Scientific classification
- Kingdom: Animalia
- Phylum: Mollusca
- Class: Gastropoda
- Subclass: Caenogastropoda
- Order: Neogastropoda
- Superfamily: Conoidea
- Family: Conidae
- Genus: Conasprella
- Species: C. ione
- Binomial name: Conasprella ione (Fulton, 1938)
- Synonyms: Conasprella (Endemoconus) ione (Fulton, 1938) · accepted, alternate representation; Conus ione, 1938 Fulton, 1938 (basionym); Endemoconus ione (Fulton, 1938); Yedoconus ione(Fulton, 1938);

= Conasprella ione =

- Authority: (Fulton, 1938)
- Conservation status: LC
- Synonyms: Conasprella (Endemoconus) ione (Fulton, 1938) · accepted, alternate representation, Conus ione, 1938 Fulton, 1938 (basionym), Endemoconus ione (Fulton, 1938), Yedoconus ione(Fulton, 1938)

Species of gastropod

Conasprella ione, common name the ione cone, is a species of sea snail, a marine gastropod mollusk in the family Conidae, the cone snails and their allies.

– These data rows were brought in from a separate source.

PR #450, opened 2024-03-23
[search] Switch to half_float for cadd, caddIndel, and remove phyloP, phastCons

akotlar:
* Remove phasCons, phyla which are no longer used
* Switch cadd and caddIndel.PHRED to half_float. In practice this very slightly increases index size (e.g. on 6 million sites 10.7GB vs 10.69GB), but speeds up indexing and gains us precision (vs scaled flat with factor 10, 25 minutes vs 24 minutes, 4%).

### DIFF
--- a/config/hg19.mapping.yml
+++ b/config/hg19.mapping.yml
@@ -411,8 +411,7 @@ mappings:
             dist:
               type: integer
     cadd:
-      type: scaled_float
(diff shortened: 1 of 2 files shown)


cristinaetrv (approved):

cristinaetrv:
Lgtm!

PR #451, opened 2024-03-24
[annotator] Issue#421 Stitch sample_list and genotype matrices

akotlar:
* Stitch genotype matrices
* Stitch sample lists

Both sample lists and genotype matrices are outputs of the pre-processor. When processing multiple input vcfs/snps we need to combine the sample lists and genotype matrices. This PR does that.

This is a basic, slow implementation. In a future version, I will read the genotype dosage matrices in parallel, accumulate large chunks of arrow records, and write them in batches. This will speed up processing nearly linearly in the number of threads. But for now, as a basic V1, this should be fine, and has the advantage of using very little memory, which enables us to deploy for much cheaper. 

This is live on bystro-dev


cristinaetrv (approved):
Walked through code together and tested it on bystro-dev. Made a few suggestions during discussion for UI clarity and it looks good now. Worked as expected during tests.

PR #453, opened 2024-03-28
Support empty dosage matrix outputs; this may occur if combining genotype-free files

akotlar:
This aims to prevent crashing when combining genotype-free files. I also don't prevent combining runs that have genotypes and those that don't. For now this feels safer and a tremendous edge case. We will likely disallow that in a followup PR.

### DIFF
--- a/Dockerfile.python
+++ b/Dockerfile.python
@@ -6,7 +6,7 @@ ENV GOBIN=/app/bin
 
 # Install the specific versions of the Go programs
 RUN go install github.com/akotlar/bystro-stats@1.0.0
-RUN go install github.com/bystrogenomics/bystro-vcf@2.1.1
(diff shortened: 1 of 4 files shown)


Dockerfile.python
```diff
@@ -6,7 +6,7 @@ ENV GOBIN=/app/bin
 
 # Install the specific versions of the Go programs
 RUN go install github.com/akotlar/bystro-stats@1.0.0
-RUN go install github.com/bystrogenomics/bystro-vcf@2.1.1
+RUN go install github.com/bystrogenomics/bystro-vcf@2.1.2;
```
akotlar, line 9: Needed because 2.1.2 contains a fix allowing dosageOutput when no genotypes in the VCF file (empty dosageOutput results)

dlin30 (approved):
LGTM

PR #454, opened 2024-03-28
[annotator] Improve configuration filees

akotlar:
* Rename hg38.clean.yml -> hg38.yml and hg19.clean.yml -> hg19.yml, to simplify deployment (which relies on hg38/hg19.yml)
* Remove tmp_dir by default. Doing so allows us to scale to much larger datasets by writing to EFS directly. EFS is fast enough and we only write in a sequential manner, which works well from a throughput standpoint
* Add max_slices_per_pit that is above the default (100) for the cluster, to solve saving large jobs (which otherwise crash)

### DIFF
--- a/config/hg38.yml
+++ b/config/hg38.yml
@@ -36,7 +36,7 @@ fileProcessors:
   vcf:
     args: --emptyField NA --sample %sampleList% --keepPos --keepId --dosageOutput %dosageMatrixOutPath%
     program: bystro-vcf
-files_dir: /mnt/files1/bystro_annotator/raw_files/hg38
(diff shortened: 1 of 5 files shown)


config/hg38.yml
```diff
@@ -615,7 +615,6 @@ tracks:
     - build_author: alexkotlar
       build_date: 2024-03-11T12:24:00
       build_field_transformations:
-        CLNDISDB: split [|]
```
akotlar, line 618: we don't actually have this feature

dlin30 (approved):
LGTM

PR #436, opened 2024-03-15
Add AD GWAS summary statistics for PRS C+T method.

cristinaetrv:
Add a feather file with AD GWAS summary statistics from this publication: 
https://www.ncbi.nlm.nih.gov/pmc/articles/PMC9005347/

The file has been processed to include only SNPs with p-value < 0.05 for a total of 1,197,845 sites.

Column headers are formatted to match GIANT study format:

CHR | POS | OTHER_ALLELE | EFFECT_ALLELE | P | SNPID | BETA

In future, we will add compatibility with more GWAS summary statistics or user input of summary statistics with the same headers to run PRS. We may also change where these reference files are located in future updates.

PR #457, opened 2024-04-02
Add hg19 version of AD GWAS summary statistics for PRS.

cristinaetrv:
See #436 for more general information about this dataset in hg38. 

Add a feather file with AD GWAS summary statistics in hg19 from the following publication so that PRS can be used with this dataset in hg19 or hg38:
https://www.ncbi.nlm.nih.gov/pmc/articles/PMC9005347/


akotlar (approved):
LGTM! In the future we should find a remote repo to pull these from; 47MB is relatively large if we have many of these.

PR #458, opened 2024-04-03
Implementation Multitask Supervision

austinTalbot7241993:
In our paper, and more broadly general audiences, it is useful to have a (1) marginal supervision implementation and (2) to have a multitask version. In this PR we implement both of these, and improve the module in general.

### DIFF
--- a/python/python/bystro/supervised_ppca/_base.py
+++ b/python/python/bystro/supervised_ppca/_base.py
@@ -66,6 +66,41 @@ from bystro.covariance._base_covariance import (
 from bystro._template_sgd_np import BaseSGDModel
 
 
+def _get_projection_matrix(W_: Tensor, sigma_: Tensor):
+    """
+    This is currently just implemented for PPCA due to nicer formula. Will
+    modify for broader application later.
+
+    Computes the parameters for p(S|X)
+
+    Description in future to be released paper
+
+    Parameters
+    ----------
+    W_ : Tensor(n_components,p)
+        The loadings
+
+    sigma_ : Tensor
+        Isotropic noise
+
+    Returns
+    -------
+    Proj_X : Tensor(n_components,p)
+        Beta such that np.dot(Proj_X, X) = E[S|X]
+
+    Cov : Tensor(n_components,n_components)
+        Var(S|X)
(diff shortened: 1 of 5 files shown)


python/python/bystro/supervised_ppca/gf_dropout_pt.py
```diff
@@ -171,27 +164,35 @@ def fit(  # type: ignore[override]
...
             sigm = nn.Sigmoid()
-            supervision_loss: nn.BCELoss | nn.MSELoss = nn.BCELoss()
+            supervision_loss: nn.BCELoss | nn.MSELoss = nn.BCELoss(
+                reduction="mean"
+            )
+
+            mod = LogisticRegression()
+            mod.fit(X, 1.0 * y)
+            b_ = torch.tensor(mod.intercept_.astype(np.float32))
+            print(b_)
```
akotlar, line 179: do you need this print statement?

python/python/bystro/supervised_ppca/_base.py
```diff
@@ -66,6 +66,41 @@
 from bystro._template_sgd_np import BaseSGDModel
 
 
+def _get_projection_matrix(W_: Tensor, sigma_: Tensor):
+    """
+    This is currently just implemented for PPCA due to nicer formula. Will
```
akotlar, line 71: Is this comment still relevant, and if so, can we remove it and  make implementing it more broadly a Github issue?

akotlar (changes requested):
2 minor comments

python/python/bystro/supervised_ppca/_base.py
austinTalbot7241993: Someday we'll want to also include factor analysis which will have non-isotropic noise. Don't know how soon that will be necessary however. Up to you.

python/python/bystro/supervised_ppca/gf_dropout_pt.py
austinTalbot7241993: Lol no, removing now.

akotlar (approved):
LGTM

PR #459, opened 2024-04-03
[search] Fix save handler memory usage 

akotlar:
* On big_daly, previous code would OOM, because pyarrow fetches up to 17 batches of 131,000 rows (1 batch fetched + 16 pre-fetched). 
* Previously we did not report progress during dosage matrix filtering, which can take a long time for large datasets. this PRremedies that
* We just released a bystro-vcf version that stores 1 byte for each dosage, halving memory and disk requirements. Now bystro installs that version of bystro-vcf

Like all species within the genus Conasprella, these cone snails are predatory and venomous. They are capable of stinging humans, therefore live ones should be handled carefully or not at all.

==Description==

The size of the shell varies between 40 mm and 76 mm.
==Distribution==
This marine species occurs off Mozambique, Réunion, the Loyalty Islands, the Philippines, in the South China Sea; off Taiwan, Japan, New Caledonia and Western Australia.